VI. O abandono da Beleza

Delineado suficientemente o “trauma” eclesial gerado pela abolição forçada das formas tradicionais, fica por examinar detalhadamente os principais elementos que as palavras do Papa chamam “deformações arbitrárias da liturgia” introduzidas naqueles anos.

Primeiramente há o fator estético e artístico. É conhecido como nos séculos a Igreja tributou culto a Deus também por meio do empenho das melhores e mais magníficas formas de expressão artística, não se contentando com aquelas já existentes, mas suscitando continuamente no seu interior novos estilos de expressão do belo e do sublime.

Durante o último meio século (com consistentes antecipações anteriores) manifestou-se, ao invés, no interior da Igreja, a tendência oposta de simplificação das formas estéticas, em nome da “pobreza” do culto, na pressuposição que o “triunfalismo” das formas artísticas, figurativas, arquitetônicas e sonoras, não faziam mais que esconder e falsificar a verdadeira natureza da liturgia.

Ora, para Bento XVI, “o abandono da beleza mostrou-se, como os fatos o comprovam, um motivo de prejuízo pastoral” (Rapporto sulla fede, p. 132). O texto continua: “Tornou-se sempre mais perceptível o tremendo empobrecimento que se manifesta onde se expulsa a beleza e se fica sujeito somente ao útil. A experiência demonstrou como a insistência na única categoria do “compreensível a todos” não fez realmente as liturgias mais compreensíveis, mais abertas, mas somente mais pobres. Liturgia “simples” não significa miserável ou a preço de banana: há uma simplicidade que vem do banal e uma outra, que deriva da riqueza espiritual, cultural, histórica”.

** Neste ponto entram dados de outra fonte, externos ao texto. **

PR #10265, opened 2024-04-04
CI: Bump action versions

wh201906:
This is for removing the warnings in CI

图片
图片

Here are the changes:
+ `actions/setup-node`: v2 -> v4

Ainda que o Papa tenha dedicado páginas notáveis à iconografia e à arquitetura religiosa, é, sobretudo, a música sacra que atrai a sua atenção como insubstituível instrumento de real participação litúrgica. O texto acima citado continua: “Deixou-se de lado a grande música da Igreja em nome da ‘participação ativa’. Mas, esta participação não significa também o perceber com o espírito, com os sentidos? Não há mesmo nada de ‘ativo’ no ouvir, no intuir, no comover-se? Não há nisso uma diminuição do homem, uma redução somente à expressão oral, exatamente quando sabemos que aquilo que existe em nós de racionalmente consciente é somente a ponta de um iceberg em relação a isto que é a nossa totalidade? Perguntar isto certamente não significa opor-se ao esforço para fazer cantar todo o povo, opor-se à ‘músico comum’: significa opor-se u um exclusivismo (só aquela música) que não é justificado nem pelo Concílio nem pelas necessidades pastorais”. E ainda: “Uma Igreja que se reduza somente a usar da música ‘corrente’ cai no inapto e se torna ela própria inapta. A Igreja tem o dever de ser também ‘cidade da glória’, lugar onde são recolhidas e levadas a Deus as vozes mais profundas da humanidade. A Igreja não pode nutrir-se somente do ordinário, do usual: deve exprimir a voz do próprio Cosmo, glorificando o Criador e desvelando ao próprio Cosmo a sua grandeza, tornando-o belo, habitável, humano.